Exercise input:
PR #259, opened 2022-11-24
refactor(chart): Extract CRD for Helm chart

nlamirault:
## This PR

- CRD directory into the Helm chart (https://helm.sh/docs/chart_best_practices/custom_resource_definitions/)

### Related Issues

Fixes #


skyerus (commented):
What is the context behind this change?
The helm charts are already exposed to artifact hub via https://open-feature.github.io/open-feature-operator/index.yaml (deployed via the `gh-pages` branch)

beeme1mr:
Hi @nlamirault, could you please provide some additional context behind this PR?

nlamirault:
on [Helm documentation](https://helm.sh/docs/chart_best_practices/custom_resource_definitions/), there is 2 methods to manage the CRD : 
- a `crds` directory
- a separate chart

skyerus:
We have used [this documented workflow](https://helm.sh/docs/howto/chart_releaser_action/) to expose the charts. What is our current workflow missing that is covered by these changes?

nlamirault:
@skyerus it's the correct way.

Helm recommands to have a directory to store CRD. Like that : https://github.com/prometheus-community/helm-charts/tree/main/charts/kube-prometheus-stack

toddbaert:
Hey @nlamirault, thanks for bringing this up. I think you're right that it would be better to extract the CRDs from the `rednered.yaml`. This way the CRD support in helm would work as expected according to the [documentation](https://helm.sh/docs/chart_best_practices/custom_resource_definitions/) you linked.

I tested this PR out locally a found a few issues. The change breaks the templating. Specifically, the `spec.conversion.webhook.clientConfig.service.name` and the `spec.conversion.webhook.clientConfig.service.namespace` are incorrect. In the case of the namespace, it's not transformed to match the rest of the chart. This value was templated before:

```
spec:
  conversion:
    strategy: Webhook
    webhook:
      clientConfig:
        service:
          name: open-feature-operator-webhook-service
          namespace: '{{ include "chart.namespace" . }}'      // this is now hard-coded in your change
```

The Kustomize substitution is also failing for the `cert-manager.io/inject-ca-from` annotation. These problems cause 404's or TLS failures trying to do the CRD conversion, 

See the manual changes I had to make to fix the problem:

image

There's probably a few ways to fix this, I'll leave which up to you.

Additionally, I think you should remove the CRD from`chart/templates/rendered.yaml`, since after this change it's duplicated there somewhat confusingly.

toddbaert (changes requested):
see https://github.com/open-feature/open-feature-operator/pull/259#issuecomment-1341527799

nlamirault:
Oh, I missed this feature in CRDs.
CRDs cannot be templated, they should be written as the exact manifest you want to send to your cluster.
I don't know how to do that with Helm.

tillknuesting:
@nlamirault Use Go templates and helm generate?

Your task:
The lines above should be duplicated exactly.

Result for this exercise:
PR #259, opened 2022-11-24
refactor(chart): Extract CRD for Helm chart

nlamirault:
## This PR

- CRD directory into the Helm chart (https://helm.sh/docs/chart_best_practices/custom_resource_definitions/)

### Related Issues

Fixes #


skyerus (commented):
What is the context behind this change?
The helm charts are already exposed to artifact hub via https://open-feature.github.io/open-feature-operator/index.yaml (deployed via the `gh-pages` branch)

beeme1mr:
Hi @nlamirault, could you please provide some additional context behind this PR?

nlamirault:
on [Helm documentation](https://helm.sh/docs/chart_best_practices/custom_resource_definitions/), there is 2 methods to manage the CRD : 
- a `crds` directory
- a separate chart

skyerus:
We have used [this documented workflow](https://helm.sh/docs/howto/chart_releaser_action/) to expose the charts. What is our current workflow missing that is covered by these changes?

nlamirault:
@skyerus it's the correct way.

Helm recommands to have a directory to store CRD. Like that : https://github.com/prometheus-community/helm-charts/tree/main/charts/kube-prometheus-stack

toddbaert:
Hey @nlamirault, thanks for bringing this up. I think you're right that it would be better to extract the CRDs from the `rednered.yaml`. This way the CRD support in helm would work as expected according to the [documentation](https://helm.sh/docs/chart_best_practices/custom_resource_definitions/) you linked.

I tested this PR out locally a found a few issues. The change breaks the templating. Specifically, the `spec.conversion.webhook.clientConfig.service.name` and the `spec.conversion.webhook.clientConfig.service.namespace` are incorrect. In the case of the namespace, it's not transformed to match the rest of the chart. This value was templated before:

```
spec:
  conversion:
    strategy: Webhook
    webhook:
      clientConfig:
        service:
          name: open-feature-operator-webhook-service
          namespace: '{{ include "chart.namespace" . }}'      // this is now hard-coded in your change
```

The Kustomize substitution is also failing for the `cert-manager.io/inject-ca-from` annotation. These problems cause 404's or TLS failures trying to do the CRD conversion, 

See the manual changes I had to make to fix the problem:

image

There's probably a few ways to fix this, I'll leave which up to you.

Additionally, I think you should remove the CRD from`chart/templates/rendered.yaml`, since after this change it's duplicated there somewhat confusingly.

toddbaert (changes requested):
see https://github.com/open-feature/open-feature-operator/pull/259#issuecomment-1341527799

nlamirault:
Oh, I missed this feature in CRDs.
CRDs cannot be templated, they should be written as the exact manifest you want to send to your cluster.
I don't know how to do that with Helm.

tillknuesting:
@nlamirault Use Go templates and helm generate?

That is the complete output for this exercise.